How can we make a large number of GPU chips communicate with each other effectively? We need a memory to do the intercom job and this is where the Rambo cache comes in. We explain how it works and what its function is.
Rambo Cache as a difference between Xe-HP and Xe-HPC
As can be seen from the Intel slide, the Rambo Cache itself is a chip that includes memory inside, which will be used exclusively in the Intel Xe-HPC for communication between the different tiles / chips. While the Intel Xe-HP supports up to 4 different tiles, the Intel Xe-HPC handles a much higher amount of data, making this additional memory chip necessary as a communication bridge for extremely setups. complex in terms of the amount of data. GPU chiplets, or tiles as Intel calls them.
The Rambo cache will be placed between multiple Intel Xe-HPC compute tiles to facilitate communication between them. Compute tiles are none other than Intel Xe GPUs, but are specialized for high performance computing, so the classic fixed function units of GPUs will not be in Intel Xe-HPC as they are not used in computing high performance.
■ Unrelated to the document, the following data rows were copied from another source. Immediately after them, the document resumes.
Issue #3888, opened 2022-06-15
Fix Critical Pages dropdowns not saving changes


Pebblo:
**Describe the bug**
Changes to EE4's critical page dropdowns are no longer saving.

Go to Event Espresso -> General Settings -> Critical Pages.

Set a different page on any of the dropdowns and hit save, the page will show the original value. Refresh and its still the same, so its not an issue with it just loading the last value etc.

Tested v4.10.29.p and the changes save in that version, so new from .30+

garthkoyle:
This looks to be working fine now (video): https://www.screencast.com/t/gXTMHQU89EN

PR #3889, opened 2022-06-15
Fix Save Issue of Critical Pages Form

hoseinrafiei:
Fixes https://github.com/eventespresso/event-espresso-core/issues/3888 issue.

Before Change

After Change

### DIFF
--- a/admin_pages/general_settings/General_Settings_Admin_Page.core.php
+++ b/admin_pages/general_settings/General_Settings_Admin_Page.core.php
@@ -384,6 +384,7 @@ class General_Settings_Admin_Page extends EE_Admin_Page
      */
     protected function _update_espresso_page_settings()
     {
+        $this->core_config = EE_Registry::instance()->CFG->core;
         // capture incoming request data && set page IDs
         $this->core_config->reg_page_id       = $this->request->getRequestParam(
             'reg_page_id',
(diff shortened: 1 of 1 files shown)


hoseinrafiei:
@tn3rb

`$this->core_config` variable was null in `_update_espresso_page_settings` function. I fixed the issue by defining the variable but I'm curious to find how it was working before and what change created this problem.

I checked the file history and didn't find anything suspicious in the `admin_pages/general_settings/General_Settings_Admin_Page.core.php` file. So I guess maybe recently we changed something in higher level and a little worry about the affects of this change on some other parts of the EE.

Do you think that we should investigate and find the root cause of the problem?

tn3rb:
re:
> Do you think that we should investigate and find the root cause of the problem?

i think it's because originally, the code was referencing `EE_Registry::instance()->CFG->core` everywhere directly and I replaced it with a class property so that it could eventually be injected at run time instead of being hard coupled.  But i missed that the `admin_init()` method isn't called on that update request (still surprised at that)

hoseinrafiei:
> this is fine, another approach would be to remove this line, as well as the duplicate in `admin_init()` and then place it in an earlier method call like `_init_page_props()`

Good point. Done 👍

tn3rb (approved):
yup 👍🏻  plz just verify it still works

hoseinrafiei:
> yup 👍🏻 plz just verify it still works

Yes, already checked.

hoseinrafiei:
@Saam01

Please test this one. It is related to the registration as well. Please check the backend menu and set new pages (with shortcodes) and test whole registration process and post registration process (invoicing, edit, etc) to make sure that it works and new pages are applying.

garthkoyle:
This looks to be working fine now (video): https://www.screencast.com/t/gXTMHQU89EN

Saam01:
Feature seems to be working fine for me also.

However, the Rambo Cache will be unprecedented in the rest of the Intel Xe, especially those that will not be based on multiple chips such as the Intel Xe-LP and the Intel Xe-HPG. In the specific case of the Intel Xe-HP, it seems that with 4 chiplets the Rambo Cache is not necessary because Interposer provides enough bandwidth to communicate the different chiplets mounted on it.
The goal is to reach the ExaFLOP
We know that the limit on the number of chips on an interposer is 4 GPUs, but from a higher number, it is when the interconnection based on an EMIB interposer does not give enough bandwidth for communication. , which necessitates something that unites the memory access and this is where the Rambo cache would come in, as this would allow Intel to create a more complex GPU than the maximum 4 chips it can build with it. ‘EMIB.
The goal? To be able to create material that in a combined way can reach 1 PetaFLOP of violence or in other words 1000 TFLOPS. A performance much superior to the GPUs that we have in PC, but we are not talking about a GPU for PC but a material designed for supercomputers, with the aim of reaching the ExaFLOP cap, which is 1000 PetaFLOPS and therefore 1 million TeraFLOPS.
The big concern of hardware architects to achieve this is power consumption, especially in data transfer, more calculations more data and more data moves more power. This is why it is important to keep the data as close to the processors as possible and this is where the Rambo cache comes in.
The Rambo cache as a top-level cache
When we have multiple cores, whether it’s a CPU or a GPU, and we want them all to have access to the same memory at both addressing and physical level, a last level cache is required. Its “geographic” location in the GPU is just before the memory controller but after each kernel’s private caches.
GPUs today have at least two levels of cache, the first level is deprived of shader units and is usually connected to texture units. The second level is instead shared by all elements of a GPU. In this case, they are your interconnect path to communicate, access the most recent data, and all of this so as not to saturate the VRAM controller with requests addressed to it.
But there is an extra level, when we have several full GPUs interconnected with each other under the same memory, then an additional level of cache is needed which groups the accesses to all the memories. Intel’s Rambo Cache being Intel’s solution to unify the access of all the GPUs that make up the Ponte Vecchio.